A suggestion, maybe unrealistic, but hey...

Would it be possible to add a feature to emulate mutes by using IR (before real mutes are added to the collection ).
It would be killer to benefit from mutes IR that we could trigger by CC. 

What guys do you think ?
Is there any good IR mutes ?
(someone posted FF ProQ mutes profiles but it didn't really work with SStB)


----------



## ProfoundSilence

LowweeK said:


> A suggestion, maybe unrealistic, but hey...
> 
> Would it be possible to add a feature to emulate mutes by using IR (before real mutes are added to the collection ).
> It would be killer to benefit from mutes IR that we could trigger by CC.
> 
> What guys do you think ?
> Is there any good IR mutes ?
> (someone posted FF ProQ mutes profiles but it didn't really work with SStB)


I'm sure I could make some presets if needed for FF proQ2 and up, or just make an IR of that, but I can't guarantee it'll sound good. 

I would just make them using berlin brass + expansions to make a L and R preset or impulse. I'm not going to have free time to do that in a billion years but that's how I'd do it.


----------



## OrchestralTools

We are blown away by the responses to Junkie XL Brass, thank you all so much. 
We're loving what you guys have created so far with it and looking forward to hearing more. We've also been working with the library. 
Here's a new video: Orchestral Tools’ Maxime composed this piece using Junkie XL Brass in SINE on his laptop. Not possible, you say? Watch and see...



Thanks for all feature requests too – you’ve given us so many ideas for the next SINE updates.

And remember, if you encounter any issues or need help, please take advantage of our dedicated SINE support: [email protected]
You can also check out https://slack-redir.net/link?url=http%3A%2F%2Fhelpdesk.orchestraltools.com (helpdesk.orchestraltools.com) – we put together the most frequent questions there.

Best,

OT


----------



## Maxime Luft

Real JXL said:


> That’s so awesome! Looking forward!


It's finally there!


----------



## Eptesicus

The biggest technical issue i am having is that it occasionally crashes when unloading a large amount of articulations/samples.

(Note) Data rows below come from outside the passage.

Issue #908, opened 2019-10-16
`super()` with other methods and properties


sobolevn:
# Rule request

## Thesis

An interesting idea I got this evening. I usually see code like this:

```python
class Child(Parent):
    def some(self):
        original = super().some()
        ...
```

And it is perfectly fine. That's why we have `super()` in the first place. But, I also saw this code today:

```python
class Child(Parent):
    def some(self):
        other = super().other()
        ...
```

Wait, what? Why `Child.some()` uses `super().other()` and not `self.other()`?
I think that it is important to enforce the following rule: one can only use `super()` method that matches the following context. Like: `super().some()` and `super().some` in `Child.some()`, and `super().prop` and `super().prop()` in `Child.prop` (if we are dealing with properties).

## Reasoning

It enforces better OOP design. And better responsibility distribution.

cmppoon:
I want to help with this one. Can I take this?

sobolevn:
Sure, thanks a lot! @cmppoon please, feel free to ask any questions you have.

sobolevn:
Closed by #922

PR #922, opened 2019-10-18
Forbids `super()` with other methods and properties #908

cmppoon:
# I have made things!

## Checklist

## Related issues
- Ref #902 

I'm not sure if this is the correct approach. If something needs to be changed, please let me know.

### DIFF
--- a/tests/fixtures/noqa.py
+++ b/tests/fixtures/noqa.py
@@ -594,14 +594,6 @@ print(constant[0:7])  # noqa: WPS349
 
 var_a = var_a + var_b  # noqa: WPS350
 
-class ParentClass(object):
-    @property
-    def some_var(self):
-        return self._some_var
-
-    def some_method(self):
-        return ''
-
 class ChildClass(ParentClass):
     @property
     def some_var(self):
--- a/tests/fixtures/noqa.py
+++ b/tests/fixtures/noqa.py
@@ -593,3 +593,19 @@ swap_b = swap_a  # noqa: WPS448
 print(constant[0:7])  # noqa: WPS349
 
 var_a = var_a + var_b  # noqa: WPS350
+
+class ParentClass(object):
+    @property
+    def some_var(self):
+        return self._some_var
+
+    def some_method(self):
+        return ''
+
+class ChildClass(ParentClass):
+    @property
+    def some_var(self):
+        return super().other_var # noqa: WPS613
+
+    def some_method(self):
+        super().some_other_method() # noqa: WPS613
--- a/tests/test_visitors/test_ast/test_functions/test_super_call.py
+++ b/tests/test_visitors/test_ast/test_functions/test_super_call.py
@@ -2,7 +2,10 @@
 
 import pytest
 
-from wemake_python_styleguide.violations.oop import WrongSuperCallViolation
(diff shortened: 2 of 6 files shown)


tests/fixtures/noqa.py
```diff
@@ -593,3 +593,19 @@ def nested_annotation_return_func() -> Union[str, Union[int, float]]: # noqa: WP
 print(constant[0:7])  # noqa: WPS349
 
 var_a = var_a + var_b  # noqa: WPS350
+
+class ParentClass(object):
```
sobolevn: Can you please remove this class? It works fine, and in `test_noqa` we only test that `# noqa` comments work. So, there's no need in correct examples. We only care about incorrect ones.

Which is already present.

tests/test_visitors/test_ast/test_functions/test_super_call.py
```diff
@@ -56,9 +73,24 @@ def some_method(self, arg1):
...
+class Example(Parent):
+    def some_method(self):
+        super().other_method()
+"""
+
+super_call_with_wrong_property = """
+class Example(Parent):
+    @property
+    def x(self):
+        return super().y
```
sobolevn: Can we please also test:

- `super().prop.nested`
- `super().prop.method()`
- `super().prop['key']`

We also need to cover all the similar cases for both:
- `super()`
- `super(Class, self)`

I suggest to parametrise your examples like so:

```
super_call_with_method = """
class Example(Parent):
    def some_method(self):
        super({0}).{1}
"""
```

And in tests use two fixtures: `''` and `Class, self` for the first (`{0}`) indexed param. 
And create a second fixture that will insert different properties:

- `.prop`
- `.method()`
- `.prop.nested`
- etc

This way we will cover everything.

sobolevn: The same applies for both correct and wrong examples.

wemake_python_styleguide/violations/oop.py
```diff
@@ -536,3 +538,39 @@ def method(self, argument):
...
+
+
+@final
+class WrongSuperCallContextViolation(ASTViolation):
+    """
+    Forbids to use ``super()`` with incorrect methods or properties access.
+
+    Reasoning:
+        Can only use ``super()`` method that matches the following context.
+        super().some() and super().some in Child.some(),
```
sobolevn: We use double backquotes to highlight text.

wemake_python_styleguide/violations/oop.py
```diff
@@ -536,3 +538,39 @@ def method(self, argument):
...
+
+    Solution:
+        Use ``super()`` methods and properties with the correct context.
+
+    Example::
+
+        # Correct:
+        class Child(Parent):
+            def some_method(self):
+            original = super().some_method()
```
sobolevn: Indentation is incorrect. Please, also remove `...`

wemake_python_styleguide/violations/oop.py
```diff
@@ -536,3 +538,39 @@ def method(self, argument):
...
+            ...
+
+        # Wrong:
+        class Child(Parent):
+            def some_method(self):
+            other = super().other_method()
```
sobolevn: The same here.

This happens in standalone and also happens in Cubase when closing the project. Its like it gets stuck.

Even more annoying is that you cant kill SINE or Cubase properly to start SINE up again and download stuff/access licenses. If you try and end the process it says "access is denied".

You just have to wait, and eventually the process dissapears. Until then, you can't download anything as SINE thinks you already have another instance open...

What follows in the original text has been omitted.